Shipping Out Eye Injuries

Oct. 1, 2001
Improved PPE and worker commitment help Gulf Marine Fabricators focus on eye safety.

Prevailing 15 to 20 mile-per-hour winds, intense south Texas sun rays, blowing sand -- and those are just the natural eye irritants workers at Gulf Marine Fabricators in Ingleside, Texas, face every day.

As a steel fabricator for the offshore industry, Gulf Marine Fabricators constructs offshore oil structures, barges and boats. Much of the work involves exposure to the outdoors because almost every building in the shipyard is open on one side.

In addition to high winds and ultraviolet rays, eye hazards in this type of environment include small steel particles from grinding and welding operations, paints, chemicals and solvents.

Safety Manager Tracy Yeary, RN, said these hazards are the reason for Gulf Marine's comprehensive commitment to eye safety. "The rule here is simple," Yeary said. "You can't take your safety glasses off for any reason."

Weary said this is a rule seldom broken by employees who have become committed to wearing eye protection.

"We don't catch people without their safety glasses on," Yeary said. "It is a part of the culture here. We are at the point where an employee will walk into my office, and I have to tell them to take off their safety glasses to talk to me."

Beefing Up Protection

Eye safety may be so ingrained in employees that they might forget to take off their safety glasses when they leave work, but Yeary said it was not always that way.

In the early 1990s, the company realized there was a problem with eye injuries and that a stronger commitment to eye protection was needed.

"When I started here back in 1990, we had 20 to 30 employees each day who would come into the first aid station to have foreign bodies removed from their eyes," Yeary said. "We always had a mandatory rule of safety glasses with sideshields, but when the eye injuries began to increase, we began requiring those involved in grinding operations to also wear faceshields."

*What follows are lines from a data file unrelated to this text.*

PR #15, opened 2015-10-22
OptiMimi optimization wrapper

jrising:
Here's OptiMimi as a separate branch, rebased to the changes you've made in the meantime.

This is a follow up of the pull request here: https://github.com/davidanthoff/Mimi.jl/pull/11


davidanthoff:
Excellent.

I now combined your work with the parametric type stuff from #13, you can see the result in #16. With that it should be easy to move the optimization stuff into its own package.

I think right now we should move the OptiMimi into its own package, mainly because of my time constraints. I need to get the redesign of the parameter system done as soon as possible because there are a whole lot of things (with deadlines) waiting for that, and that will be less work if I don't have to keep the optimization code in sync. I normally wouldn't mind, but right now I just don't have the time. With a separate OptiMimi package we can actually decouple things: OptiMimi can just adjust to changes in Mimi on its own schedule, and at the same time we can have a Mimi package with a master branch that is "ready to ship" at any time. Plus, at this moment you don't have to wait for me to review PRs around optimization (which would be slow), but can just press ahead in a OptiMimi repo.

jrising:
I'm fine with having OptiMimi as its own package.  I can pull it out, once we resolve these various pull requests (or you can do it if you want).

davidanthoff:
Alright, all my PRs are merged, so I think everything should be ready to move OptiMimi into a new package. Make sure to submit a PR to the README here to link to it once the repo is up!

jrising:
I've submitted OptiMimi as an official package (because, why not?), and
I'll update the README when it's accepted.


 - James

PR #16, opened 2015-10-23
WIP: optimization based on parametric types

davidanthoff:
This branch changes @jrising's OptiMimi module to use the parametric type work in #13. The main benefit is that the whole optimization work can be moved into its own package because there are no changes in Mimi required (beyond the parametric types) to get the optimization and the ForwardDiff stuff to work.

Various random comments:
- I removed the ``simulate`` function, one can just use a one timestep model instead. I don't want to expose too many different options to users at this point, plus there are a whole bunch of questions how this would compose (i.e. what happens if one creates a model with static and dynamic components?). We can revisit later once I have more time.
- I moved the conversion from ``Array{Float64]`` to ``Array{Number}`` that needs to happen for parameters out of the ``connectparameter`` function and into the test code. Two reasons: 1) the semantics of array parameters in Mimi are that they are by ref, i.e. you can set an array as a parameter, and then if you change a value in the array it should be picked up by the component. When the conversion occurs in ``connectparameter`` this doesn't work because a new copy is created. 2) I need to change the whole parameter setup in any case because it also doesn't work for some of the monte carlo stuff we need (and need ASAP...). I'll try to just resolve this in one go.
- In general, using ``Number`` as the type of fields for the ForwardDiff case is almost certainly not ideal. ``Number`` is an abstract type and what you end up with is lots of ``Array{Number}`` and instance members of type ``Number``. Both of these are really bad for [performance](http://docs.julialang.org/en/release-0.4/manual/performance-tips/#avoid-containers-with-abstract-type-parameters), mainly because everything gets boxed, and all calls end up using virtual calls and nothing can get inlined. I think a much better approach would be to create a model that uses the exact type that the ForwardDiff package uses. A couple of months ago that would have been a dual number, then inbetween a ``NDual``, but now they seem to have change it again, so I'm no longer sure.

In terms of next steps, I would suggest this: if @jrising thinks this design can work, I will merge #13 into master. Then @jrising can create a new package OptiMimi and move the code from his/this PR into that package. How does that sound?


jrising:
Great!  This is a really nice improvement.

I don't like that the aesthetics of setting up a model for automatic differentiation are messy (that you need to pass Number in to the Model constructor and create the parameters with Number arrays), but my solution wasn't any less messy.  Do we need people to be able to change parameters by changing the values in the array?  I think we can reduce the amount that users need to think about if we say "Any time you want to change the parameters of a model, you must call setparameter again."

If you don't want to do that, I might wrap something around the Mimi model in OptiMimi to do it for users.

I'll play around with using the ForwardDiff parameter type instead of Number.  This is another case where it probably makes sense for OptiMimi to provide a simplified interface.

Anyway, this looks great and I think you should merge away!

davidanthoff:
> I don't like that the aesthetics of setting up a model for automatic differentiation are messy (that you need to pass Number in to the Model constructor and create the parameters with Number arrays), but my solution wasn't any less messy.

Yep, I agree. I think the right moment to make the choice of number type is when one calls ``run``, so that one can construct a model, and then run the same model with different number types. I might try to implement that in one go with the new parameter stuff,  essentially what this requires is that calls to things like ``addcomponent`` and ``connectparameter`` etc. don't operate on the objects that will hold variables at runtime, but build up a blueprint of how the model should look like, and then the objects that hold the variables and parameters get constructed before one calls run. Like a compile step...

> Do we need people to be able to change parameters by changing the values in the array? I think we can reduce the amount that users need to think about if we say "Any time you want to change the parameters of a model, you must call setparameter again."

Yes, that might make more sense, I just need to think through it before we change it, I have a vague memory that I might have relied on the old behavior somewhere...

davidanthoff:
@jrising: I'll leave the branch ``da-optim`` around until you have moved its content to a new repo.

PR #20, opened 2015-12-06
Add component references system

jrising:
Here is the system for component references-- so that we can write, e.g.,
connectparameter(model, :MyComponent, :myparameter, :YourComponent, :yourparameter)
as
mycomponent[:myparameter] = yourcomponent[:yourparameter]

### DIFF
--- a/test/test_references.jl
+++ b/test/test_references.jl
@@ -6,7 +6,7 @@ using Mimi
 	intermed = Variable(index=[time])
 end
 
-function timestep(c::Foo, tt::Int)
+function timestep(c::Foo, tt)
     c.Variables.intermed[tt] = c.Parameters.input
 end
 
@@ -15,7 +15,7 @@ end
 	output = Variable(index=[time])
 end
 
-function timestep(c::Bar, tt::Int)
+function timestep(c::Bar, tt)
     c.Variables.output[tt] = c.Parameters.intermed[tt]
 end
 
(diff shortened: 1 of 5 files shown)


jrising:
Have you seen this before?  Only 32 bit windows failing, for a very simple model?  I thought it had to do with my use of 'pi' as a test number, but no.

test/test_references.jl
```diff
@@ -0,0 +1,33 @@
+using Base.Test
+using Mimi
+
+@defcomp Foo begin
+	input = Parameter()
+	intermed = Variable(index=[time])
+end
+
+function timestep(c::Foo, tt::Int)
```
davidanthoff: Try to remove the type annotation on ``tt`` here, i.e. change this line to ``function timestep(c::Foo, tt)``. I think what is happening is that ``Int`` defaults to ``Int64`` on x64 platforms, but to ``Int32`` on x86 systems. But Mimi calls ``timestep`` always with a ``Int64`` for the second parameter. So when you declare with ``Int``, multi dispatch will fall back to the generic timestep on x86 systems, and your timestep function is never called.

test/test_references.jl
```diff
@@ -0,0 +1,33 @@
...
+    c.Variables.intermed[tt] = c.Parameters.input
+end
+
+@defcomp Bar begin
+	intermed = Parameter(index=[time])
+	output = Variable(index=[time])
+end
+
+function timestep(c::Bar, tt::Int)
```
davidanthoff: Same here.

davidanthoff:
Great, this is really cool!

PR #24, opened 2016-03-27
Move type creation from macro to normal runtime phase

davidanthoff:
@jrising and @FrankErrickson: This changes some fundamental things under the hood, but should not break any existing code that uses Mimi. I tried it with fund.jl, mimi-sneasy.jl, mimi-dice-2013.jl and mimi-rice-2010.jl and those all seem to work. I believe you both have code basis that use Mimi that I don't have access to, could you try to run those with the version of Mimi in this PR and let me know if there are any problems?

The major benefit for now is that one can redefine a component with this version without exiting the julia process. More medium/longterm this PR lays the foundation for a whole bunch of other improvements. Plus the code should be a fair bit easier to maintain because now less stuff is happening in the macro itself, which always was a pain to develop/debug.

Thanks!

### DIFF
--- a/src/Mimi.jl
+++ b/src/Mimi.jl
@@ -382,13 +382,6 @@ end
 Define a new component.
 """
 macro defcomp(name, ex)
-    dimdef = Expr(:block)
-    dimconstructor = Expr(:block)
-
-    pardef = Expr(:block)
-
-    vardef = Expr(:block)
-    varalloc = Expr(:block)
     resetvarsdef = Expr(:block)
 
     metavardef = Expr(:block)
@@ -398,9 +391,6 @@ macro defcomp(name, ex)
     for line in ex.args
         if line.head==:(=) && line.args[2].head==:call && line.args[2].args[1]==:Index
             dimensionName = line.args[1]
-
-            push!(dimdef.args,:($(esc(dimensionName))::$(esc(UnitRange{Int64}))))
-            push!(dimconstructor.args,:(s.$(dimensionName) = UnitRange{Int64}(1,indices[$(QuoteNode(dimensionName))])))
 
             push!(metadimdef.args, :(metainfo.adddimension(module_name(current_module()), $(Expr(:quote,name)), $(QuoteNode(dimensionName)) )))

From the time the policy was instituted in 1990 to the end of 1991, Yeary said, the company was able to cut the number of eye injuries in half.

In addition to faceshields, the company instituted measures that require workers to wear double eye protection -- safety glasses and goggles -- for some operations, such as work in confined spaces.

Still, most of the eye injuries Yeary sees are those where a foreign body has gotten in the eye. To reduce these types of injuries, the company instituted a measure that includes eye checks for grinding and welding crew members after every shift.

"Over time, welders tend to loose sensitivity in their eyes," Yeary said. "We encourage them to come up to the office at the end of the day to get their eyes washed out and checked."

Yeary indicated there are no eyewash stations in the facility because they found the stations were only giving employees temporary relief for serious problems. "We would rather have them come to the first aid station and allow us to wash the eyes out," she said. "They could use an eyewash station, but the real problem with the eye may not be recognizable until hours later after that temporary relief from the eyewash has subsided."

Creating a Culture

To encourage workers to wear their safety glasses, Yeary uses a poster campaign that publicizes worker eye injuries.

"We advertise when someone goes to the doctor," she said. "The identity of the worker remains anonymous, but I explain what that worker was doing, how the injury happened and what the consequences were. This has worked for us because, unfortunately, you learn from someone else's mistakes."

Another reason for the strong commitment to eye safety by employees is the freedom they have to choose the types of protection they most prefer. Yeary remembers when employees asked to wear tinted glasses because of the intense sunlight. "If the employees have an idea about what will make them more productive and still safe, I listen," she said. "As a result, we have allowed them to do things like wear tinted glasses during the day."

The safety culture at Gulf Marine does not end when workers leave the shipyard. Yeary believes the commitment by company employees to safety has endured because that commitment extends to their life at home. "Employees are encouraged to take home any personal protective equipment to use at home," she said.

Commitment from the top helps to enforce safety policies. Yeary said it is corporate policy that everyone inside the yard gates wear safety glasses -- from the delivery person who drops off a package to the president of the company.

Yeary also said that management has embraced personal protective equipment improvements, particularly with eye protection. She recently suggested that the eye protection policy be changed for those employees who wear prescription glasses. The sideshields for employees wearing prescription glasses were flimsy and not working properly. The one's she wanted to buy cost more than the one's they had, but she said that was not a factor.

"Management asked me if it was the right thing to do," Yeary explained. "I told them we were following the rules by using the current sideshields, but that this was the right thing to do. Now we have new sideshields for employees who wear prescription glasses."